== Task details ==
Where a line below includes the word "runpy", copy that line.

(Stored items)
Segment Open

Issue #364, opened 2018-04-30
How do I install pip on ubuntu?


tzachshabtay:
Hi, downloaded the zip file from release 2.7.8.
I'm trying to install pip for IronPython on ubuntu 16.04 LTS 64 bits.

Tried the dotnet core runtime first with `bash netcoreapp2.0/ipy.sh -X Frames -m ensurepip` and got:

```
Unhandled exception:
Traceback (most recent call last):
  File "/home/tshabtay/Downloads/IronPython/Lib/runpy.py", line 187, in run_module
  File "/home/tshabtay/Downloads/IronPython/Lib/runpy.py", line 81, in _run_module_code
  File "/home/tshabtay/Downloads/IronPython/Lib/runpy.py", line 72, in _run_code
  File "/home/tshabtay/Downloads/IronPython/Lib/ensurepip/__main__.py", line 4, in <module>
  File "/home/tshabtay/Downloads/IronPython/Lib/ensurepip/__init__.py", line 231, in _main
  File "/home/tshabtay/Downloads/IronPython/Lib/ensurepip/__init__.py", line 127, in bootstrap
  File "/home/tshabtay/Downloads/IronPython/Lib/ensurepip/__init__.py", line 47, in _run_pip
  File "/tmp/tmpWUMHbt/pip-8.1.1-py2.py3-none-any.whl/pip/__init__.py", line 16, in <module>
  File "/tmp/tmpWUMHbt/pip-8.1.1-py2.py3-none-any.whl/pip/vcs/subversion.py", line 9, in <module>
  File "/tmp/tmpWUMHbt/pip-8.1.1-py2.py3-none-any.whl/pip/index.py", line 30, in <module>
  File "/tmp/tmpWUMHbt/pip-8.1.1-py2.py3-none-any.whl/pip/wheel.py", line 32, in <module>
  File "/tmp/tmpWUMHbt/pip-8.1.1-py2.py3-none-any.whl/pip/pep425tags.py", line 9, in <module>
  File "/home/tshabtay/Downloads/IronPython/Lib/ctypes/__init__.py", line 7, in <module>
ImportError: No module named _ctypes
```

That's after I've set  `IRONPYTHONPATH` to point at Lib.

Then I tried mono with net40 with `mono net40/ipy.exe -X Frames -m ensurepip` and got:

```
Unhandled exception:
Traceback (most recent call last):
TypeError: Value cannot be null.
Parameter name: method
```

[...]

PR #465, opened 2018-07-19
[WIP] Attempt to get Mono.Posix working with zip package

slozier:
So the idea is to place the `runtimes` folder of the `Mono.Posix.NETStandard` package in the `netcoreapp2.0` and `netcoreapp2.1` folders of the zip package and then load them up using a deps file.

Segment Closed

== Task solution ==
  File "/home/tshabtay/Downloads/IronPython/Lib/runpy.py", line 187, in run_module
  File "/home/tshabtay/Downloads/IronPython/Lib/runpy.py", line 81, in _run_module_code
  File "/home/tshabtay/Downloads/IronPython/Lib/runpy.py", line 72, in _run_code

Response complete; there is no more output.